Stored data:
BEGIN

PR #49, opened 2023-10-23
Fix for readthedocs

QFer:
* comply to v2 of readthedocs.yaml


heevasti (approved):
Thanks for fixing this. I guess we will upgrade also the Python version soonish, when the support for 3.8 is finished.

PR #64, opened 2024-01-10
Newport single axis motion controller relative move with negative values

rbudhrani:


heevasti (approved):
The change has been covered with a unit-test as well. Ready to merge from my side.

END

* **Problem**: A faithful, word-for-word copy of the data is the expected answer.

* **Written solution**:
PR #49, opened 2023-10-23
Fix for readthedocs

QFer:
* comply to v2 of readthedocs.yaml


heevasti (approved):
Thanks for fixing this. I guess we will upgrade also the Python version soonish, when the support for 3.8 is finished.

PR #64, opened 2024-01-10
Newport single axis motion controller relative move with negative values

rbudhrani:


heevasti (approved):
The change has been covered with a unit-test as well. Ready to merge from my side.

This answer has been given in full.